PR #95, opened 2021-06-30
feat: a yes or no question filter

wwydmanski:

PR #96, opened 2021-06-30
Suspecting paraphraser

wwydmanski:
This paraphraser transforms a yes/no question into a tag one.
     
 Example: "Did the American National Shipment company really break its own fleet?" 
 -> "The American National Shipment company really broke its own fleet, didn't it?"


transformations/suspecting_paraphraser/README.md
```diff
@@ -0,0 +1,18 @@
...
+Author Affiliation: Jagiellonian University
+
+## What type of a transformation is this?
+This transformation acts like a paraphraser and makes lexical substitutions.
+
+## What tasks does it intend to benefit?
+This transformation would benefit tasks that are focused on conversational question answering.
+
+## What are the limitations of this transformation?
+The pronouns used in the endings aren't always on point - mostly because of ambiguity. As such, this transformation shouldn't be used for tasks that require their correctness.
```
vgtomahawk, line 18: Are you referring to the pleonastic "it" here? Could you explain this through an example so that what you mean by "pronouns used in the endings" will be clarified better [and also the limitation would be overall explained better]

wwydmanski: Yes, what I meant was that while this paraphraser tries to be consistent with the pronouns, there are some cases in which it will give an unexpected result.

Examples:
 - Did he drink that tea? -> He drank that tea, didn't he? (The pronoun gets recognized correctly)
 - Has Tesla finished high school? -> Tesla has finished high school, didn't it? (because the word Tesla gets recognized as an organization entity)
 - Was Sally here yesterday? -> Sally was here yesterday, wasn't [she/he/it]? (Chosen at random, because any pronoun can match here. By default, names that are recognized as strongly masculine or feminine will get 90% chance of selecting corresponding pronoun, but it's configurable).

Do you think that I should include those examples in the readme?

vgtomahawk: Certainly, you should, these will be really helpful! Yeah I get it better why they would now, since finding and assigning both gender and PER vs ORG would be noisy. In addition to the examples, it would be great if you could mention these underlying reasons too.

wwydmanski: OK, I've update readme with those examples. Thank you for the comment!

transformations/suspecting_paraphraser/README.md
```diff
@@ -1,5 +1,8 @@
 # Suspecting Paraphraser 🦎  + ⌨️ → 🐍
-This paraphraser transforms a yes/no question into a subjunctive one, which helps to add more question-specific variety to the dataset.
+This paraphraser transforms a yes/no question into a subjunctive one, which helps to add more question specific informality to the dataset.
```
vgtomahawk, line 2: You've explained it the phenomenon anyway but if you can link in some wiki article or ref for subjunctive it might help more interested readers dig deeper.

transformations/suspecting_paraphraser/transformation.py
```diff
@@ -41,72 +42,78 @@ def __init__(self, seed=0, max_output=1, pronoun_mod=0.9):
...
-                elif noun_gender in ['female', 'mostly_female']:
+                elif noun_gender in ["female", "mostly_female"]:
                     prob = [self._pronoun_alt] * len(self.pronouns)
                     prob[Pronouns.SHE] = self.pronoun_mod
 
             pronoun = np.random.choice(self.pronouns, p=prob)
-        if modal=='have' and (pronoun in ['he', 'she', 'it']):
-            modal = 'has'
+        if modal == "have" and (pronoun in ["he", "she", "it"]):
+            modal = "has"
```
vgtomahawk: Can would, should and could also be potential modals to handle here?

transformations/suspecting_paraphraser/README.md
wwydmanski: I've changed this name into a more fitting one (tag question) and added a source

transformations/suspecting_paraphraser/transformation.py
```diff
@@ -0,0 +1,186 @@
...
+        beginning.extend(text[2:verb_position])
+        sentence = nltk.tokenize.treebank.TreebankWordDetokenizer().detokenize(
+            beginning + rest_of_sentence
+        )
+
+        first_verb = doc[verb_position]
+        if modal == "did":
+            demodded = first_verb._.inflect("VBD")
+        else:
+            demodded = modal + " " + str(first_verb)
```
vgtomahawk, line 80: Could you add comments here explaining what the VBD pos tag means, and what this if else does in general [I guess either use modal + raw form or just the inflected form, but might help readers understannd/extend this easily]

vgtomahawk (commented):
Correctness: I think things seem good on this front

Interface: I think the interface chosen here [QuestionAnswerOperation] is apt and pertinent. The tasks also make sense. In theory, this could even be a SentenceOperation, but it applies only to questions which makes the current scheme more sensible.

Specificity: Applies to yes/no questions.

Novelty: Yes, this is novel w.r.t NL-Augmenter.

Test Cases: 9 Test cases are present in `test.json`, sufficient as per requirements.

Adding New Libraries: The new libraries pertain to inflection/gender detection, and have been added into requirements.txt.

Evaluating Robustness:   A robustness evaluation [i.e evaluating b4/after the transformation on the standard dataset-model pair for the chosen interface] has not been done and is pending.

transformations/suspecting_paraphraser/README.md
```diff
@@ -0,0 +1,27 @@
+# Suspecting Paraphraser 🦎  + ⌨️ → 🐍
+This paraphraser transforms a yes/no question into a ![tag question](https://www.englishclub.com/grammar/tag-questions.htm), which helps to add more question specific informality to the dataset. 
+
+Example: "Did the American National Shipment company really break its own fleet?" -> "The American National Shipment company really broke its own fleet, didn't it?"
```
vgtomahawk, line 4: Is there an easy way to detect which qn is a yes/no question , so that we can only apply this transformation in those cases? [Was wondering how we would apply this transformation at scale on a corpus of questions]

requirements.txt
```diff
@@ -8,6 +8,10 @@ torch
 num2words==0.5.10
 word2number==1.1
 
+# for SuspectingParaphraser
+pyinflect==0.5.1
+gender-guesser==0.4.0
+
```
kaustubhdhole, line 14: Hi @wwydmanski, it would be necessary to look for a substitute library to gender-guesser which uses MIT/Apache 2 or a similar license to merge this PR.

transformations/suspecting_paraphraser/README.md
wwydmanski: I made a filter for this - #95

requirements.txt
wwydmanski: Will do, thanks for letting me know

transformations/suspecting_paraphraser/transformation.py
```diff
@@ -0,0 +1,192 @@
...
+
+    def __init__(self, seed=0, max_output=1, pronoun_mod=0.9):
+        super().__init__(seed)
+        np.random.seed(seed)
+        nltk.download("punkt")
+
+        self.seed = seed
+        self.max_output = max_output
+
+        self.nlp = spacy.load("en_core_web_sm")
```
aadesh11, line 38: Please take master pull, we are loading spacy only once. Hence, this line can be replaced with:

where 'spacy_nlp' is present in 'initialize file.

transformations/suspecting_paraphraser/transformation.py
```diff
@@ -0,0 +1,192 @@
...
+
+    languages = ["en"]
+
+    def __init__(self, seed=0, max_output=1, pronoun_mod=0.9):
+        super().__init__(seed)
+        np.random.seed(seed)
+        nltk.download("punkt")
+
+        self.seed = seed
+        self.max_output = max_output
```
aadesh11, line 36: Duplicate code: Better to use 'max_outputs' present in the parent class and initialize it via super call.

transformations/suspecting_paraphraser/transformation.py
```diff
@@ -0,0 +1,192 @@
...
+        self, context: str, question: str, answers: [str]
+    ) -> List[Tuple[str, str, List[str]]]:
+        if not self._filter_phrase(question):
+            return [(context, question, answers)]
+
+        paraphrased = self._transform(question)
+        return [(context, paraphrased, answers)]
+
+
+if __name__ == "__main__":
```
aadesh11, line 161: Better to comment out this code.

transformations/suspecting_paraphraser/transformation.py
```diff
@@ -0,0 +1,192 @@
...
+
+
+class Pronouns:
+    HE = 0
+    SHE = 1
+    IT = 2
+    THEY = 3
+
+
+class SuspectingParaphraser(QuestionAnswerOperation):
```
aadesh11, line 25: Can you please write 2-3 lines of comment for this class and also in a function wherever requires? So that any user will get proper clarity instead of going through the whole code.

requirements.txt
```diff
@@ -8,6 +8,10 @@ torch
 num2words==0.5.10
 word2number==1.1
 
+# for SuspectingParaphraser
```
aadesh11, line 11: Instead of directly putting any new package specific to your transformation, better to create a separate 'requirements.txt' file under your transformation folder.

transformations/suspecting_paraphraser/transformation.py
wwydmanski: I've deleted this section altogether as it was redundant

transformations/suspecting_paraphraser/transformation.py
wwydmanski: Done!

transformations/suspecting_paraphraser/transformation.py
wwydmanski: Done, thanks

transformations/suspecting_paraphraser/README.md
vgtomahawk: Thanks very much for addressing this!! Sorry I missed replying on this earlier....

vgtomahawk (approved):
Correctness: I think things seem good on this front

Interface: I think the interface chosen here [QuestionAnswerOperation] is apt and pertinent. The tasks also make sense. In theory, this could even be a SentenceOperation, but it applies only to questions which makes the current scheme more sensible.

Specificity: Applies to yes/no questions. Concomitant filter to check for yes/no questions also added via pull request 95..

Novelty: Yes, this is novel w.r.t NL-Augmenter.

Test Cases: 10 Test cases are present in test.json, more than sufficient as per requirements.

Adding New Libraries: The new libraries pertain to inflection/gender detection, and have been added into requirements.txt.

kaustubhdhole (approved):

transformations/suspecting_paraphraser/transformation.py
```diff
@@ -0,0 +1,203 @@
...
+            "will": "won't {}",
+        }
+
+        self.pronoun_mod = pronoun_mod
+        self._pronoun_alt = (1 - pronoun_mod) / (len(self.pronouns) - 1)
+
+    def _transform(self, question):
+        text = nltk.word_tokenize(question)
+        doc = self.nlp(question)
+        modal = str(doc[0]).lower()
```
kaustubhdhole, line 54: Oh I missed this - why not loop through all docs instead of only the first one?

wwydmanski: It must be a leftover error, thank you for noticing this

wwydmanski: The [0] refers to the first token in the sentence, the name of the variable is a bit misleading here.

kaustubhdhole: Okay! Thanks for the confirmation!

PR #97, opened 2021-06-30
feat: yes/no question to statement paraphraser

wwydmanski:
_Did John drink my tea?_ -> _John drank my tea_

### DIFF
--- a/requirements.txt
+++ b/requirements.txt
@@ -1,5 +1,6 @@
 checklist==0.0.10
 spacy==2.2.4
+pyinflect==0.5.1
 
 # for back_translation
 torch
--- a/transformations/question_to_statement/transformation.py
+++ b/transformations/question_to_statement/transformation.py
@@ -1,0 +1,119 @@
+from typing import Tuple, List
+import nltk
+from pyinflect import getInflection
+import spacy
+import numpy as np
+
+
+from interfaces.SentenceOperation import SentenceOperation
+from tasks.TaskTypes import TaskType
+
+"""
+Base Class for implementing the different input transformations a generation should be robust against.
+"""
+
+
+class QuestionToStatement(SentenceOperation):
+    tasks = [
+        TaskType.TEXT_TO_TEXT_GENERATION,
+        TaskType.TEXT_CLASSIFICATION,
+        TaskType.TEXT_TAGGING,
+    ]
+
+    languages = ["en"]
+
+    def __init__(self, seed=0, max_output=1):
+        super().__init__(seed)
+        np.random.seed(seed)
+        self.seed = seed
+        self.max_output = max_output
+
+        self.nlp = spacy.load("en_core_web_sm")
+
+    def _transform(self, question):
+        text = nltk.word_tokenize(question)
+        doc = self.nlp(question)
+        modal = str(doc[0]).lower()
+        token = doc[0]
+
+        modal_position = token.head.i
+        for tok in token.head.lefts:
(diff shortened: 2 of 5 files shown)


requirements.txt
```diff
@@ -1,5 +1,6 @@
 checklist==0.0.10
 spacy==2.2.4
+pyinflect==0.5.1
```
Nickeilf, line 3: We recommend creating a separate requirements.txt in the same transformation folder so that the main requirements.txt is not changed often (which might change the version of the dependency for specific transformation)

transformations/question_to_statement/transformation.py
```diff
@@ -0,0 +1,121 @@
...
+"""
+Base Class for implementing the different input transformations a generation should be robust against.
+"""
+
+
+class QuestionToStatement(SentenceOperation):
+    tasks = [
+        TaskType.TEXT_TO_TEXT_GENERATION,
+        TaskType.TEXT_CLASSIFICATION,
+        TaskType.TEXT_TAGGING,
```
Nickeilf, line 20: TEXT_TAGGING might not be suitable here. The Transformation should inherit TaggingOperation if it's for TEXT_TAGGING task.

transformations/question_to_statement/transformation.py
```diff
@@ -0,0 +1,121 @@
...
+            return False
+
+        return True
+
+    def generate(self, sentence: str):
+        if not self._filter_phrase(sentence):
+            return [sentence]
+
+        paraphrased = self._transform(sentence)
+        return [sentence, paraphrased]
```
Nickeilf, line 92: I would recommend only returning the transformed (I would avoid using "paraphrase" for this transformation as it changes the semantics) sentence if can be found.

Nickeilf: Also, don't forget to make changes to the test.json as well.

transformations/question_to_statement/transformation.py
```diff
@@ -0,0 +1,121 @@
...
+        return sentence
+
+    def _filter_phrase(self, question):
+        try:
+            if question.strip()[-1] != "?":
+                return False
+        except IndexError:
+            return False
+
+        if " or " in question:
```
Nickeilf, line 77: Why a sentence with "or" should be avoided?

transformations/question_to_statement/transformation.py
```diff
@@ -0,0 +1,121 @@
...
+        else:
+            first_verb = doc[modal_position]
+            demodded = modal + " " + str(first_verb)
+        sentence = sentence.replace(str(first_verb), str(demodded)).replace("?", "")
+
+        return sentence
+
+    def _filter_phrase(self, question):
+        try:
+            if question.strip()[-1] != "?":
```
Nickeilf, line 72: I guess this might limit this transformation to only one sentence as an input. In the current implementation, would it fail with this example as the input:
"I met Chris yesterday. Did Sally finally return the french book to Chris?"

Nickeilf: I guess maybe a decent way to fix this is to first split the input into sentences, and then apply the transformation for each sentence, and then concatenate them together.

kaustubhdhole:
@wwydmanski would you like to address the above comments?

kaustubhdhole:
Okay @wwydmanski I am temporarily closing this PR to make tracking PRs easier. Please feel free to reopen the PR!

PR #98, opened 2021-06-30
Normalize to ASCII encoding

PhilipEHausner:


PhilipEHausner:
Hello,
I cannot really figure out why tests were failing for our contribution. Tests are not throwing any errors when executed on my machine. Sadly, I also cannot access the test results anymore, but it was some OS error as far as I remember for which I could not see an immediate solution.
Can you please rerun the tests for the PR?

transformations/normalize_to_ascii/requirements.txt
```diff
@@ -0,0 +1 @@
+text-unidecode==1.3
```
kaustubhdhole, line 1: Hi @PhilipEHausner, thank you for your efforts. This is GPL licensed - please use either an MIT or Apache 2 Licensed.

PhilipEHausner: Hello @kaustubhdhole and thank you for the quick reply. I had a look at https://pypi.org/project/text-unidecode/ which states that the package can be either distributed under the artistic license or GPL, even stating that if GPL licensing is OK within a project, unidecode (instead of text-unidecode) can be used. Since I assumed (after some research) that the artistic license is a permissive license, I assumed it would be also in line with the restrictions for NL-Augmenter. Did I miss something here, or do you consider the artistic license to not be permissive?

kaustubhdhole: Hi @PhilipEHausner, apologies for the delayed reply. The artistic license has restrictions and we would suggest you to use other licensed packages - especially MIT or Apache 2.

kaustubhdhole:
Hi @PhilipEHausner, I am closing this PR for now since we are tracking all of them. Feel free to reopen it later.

_Assignment_
How many lines in the records hold the string "American"? Reply with the number only.

_Worked solution_
3